### About this exercise
An exact transcript is needed of the material below, beginning at the line that contains "harder to review" and continuing through its last line; nothing else should appear.

### Material provided
┄┄┄┄┄┄┄┄┄┄┄┄┄┄┄┄┄┄┄┄

PR #2811, opened 2017-02-28
Fix #1435 (failing dependencies of optional dependencies)

### LINKED ISSUE #1435: Error when using yarn install on multi-platforms with optionalDependencies

bendemboski:
**Summary**

Mark all dependencies of optional dependencies as themselves optional, so that if they fail, the whole install process doesn't fail.

**Test plan**

I implemented integration tests for the install command for the cases of the install script failing, and platform incompatibility. I didn't find any similar tests for the add command, and since it appears that the code change is in a code path common to both, I though that would be fine.

I ran a number of manual test cases:

1. On linux, `yarn add electron-installer-dmg` (has optional dependency `appdmg`, which has normal dependency `macos-alias`, both of which are `"os": [ "darwin" ]`)
1. On MacOS, `yarn add electron-installer-dmg`, copy `package.json` and `yarn.lock` to linux and run `yarn install`
1. On MacOS, `yarn add appdmg`, copy `package.json` and `yarn.lock` to linux and run `yarn install`

All behaved as expected.

NOTE: This is a replacement for #1438


__tests__/fixtures/install/install-should-skip-incompatible-optional-sub-dep/.npmrc
```diff
@@ -0,0 +1 @@
+yarn-offline-mirror=./mirror-for-offline
```
bestander: Do you need offline mirror and .tgz files for the test?
I think you could be fine just using `file:` dependencies for tests

src/package-request.js
```diff
@@ -281,7 +281,8 @@ export default class PackageRequest {
       promises.push(this.resolver.find({
         pattern: depPattern,
         registry: remote.registry,
-        optional: false,
+        // dependencies of optional dependencies should themselves be optional
+        optional: this.optional,
```
bestander: What happens if a dependency is optional in one subtree and is not optional in another:
```
A -> (optional) B -> C
D -> C
```

Would it mark C as optional even though D requires it as a regular dependency?
Could you add a test for that to make sure we don't break it?

__tests__/fixtures/install/install-should-skip-incompatible-optional-sub-dep/.npmrc
bendemboski: No, I don't think it's needed. I was trying to make the changes fit with their surroundings and mimic [this](https://github.com/yarnpkg/yarn/blob/master/__tests__/commands/install/integration.js#L883) test which [uses a tgz file](https://github.com/yarnpkg/yarn/tree/master/__tests__/fixtures/install/install-should-skip-incompatible-optional-dep).

I'm happy to convert the new test to using `file:` dependencies. Should I also convert the one I modeled it after while I'm at it?

src/package-request.js
bendemboski: Pretty sure that would work fine because of [this code](https://github.com/yarnpkg/yarn/blob/6e7d396451ed7622a92f4a25d9370e5724c54635/src/package-reference.js#L112) but I'll add a unit test to prove it.

__tests__/fixtures/install/install-should-skip-incompatible-optional-sub-dep/.npmrc
bestander: Yeah, let's make it simpler in both places.
.tgz file are harder to review

src/package-request.js
bendemboski: Hmm...couldn't your scenario be simplified to

```
(optional) A -> C
B -> C
```

and still prove what you are concerned about? I'm not seeing why the first chain has to have a depth of 3 -- am I missing something?

bestander: Just a gut feeling, we had problems with deeper chains of dependency :)
Probably 2 layers should be good enough

bendemboski:
@bestander feedback addressed. Let me know if you'd like me to squash the commits.

bestander:
Thanks for the whole bunch of tests!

┄┄┄┄┄┄┄┄┄┄┄┄┄┄┄┄┄┄┄┄

### Output of the exercise
.tgz file are harder to review

src/package-request.js
bendemboski: Hmm...couldn't your scenario be simplified to

```
(optional) A -> C
B -> C
```

and still prove what you are concerned about? I'm not seeing why the first chain has to have a depth of 3 -- am I missing something?

bestander: Just a gut feeling, we had problems with deeper chains of dependency :)
Probably 2 layers should be good enough

bendemboski:
@bestander feedback addressed. Let me know if you'd like me to squash the commits.

bestander:
Thanks for the whole bunch of tests!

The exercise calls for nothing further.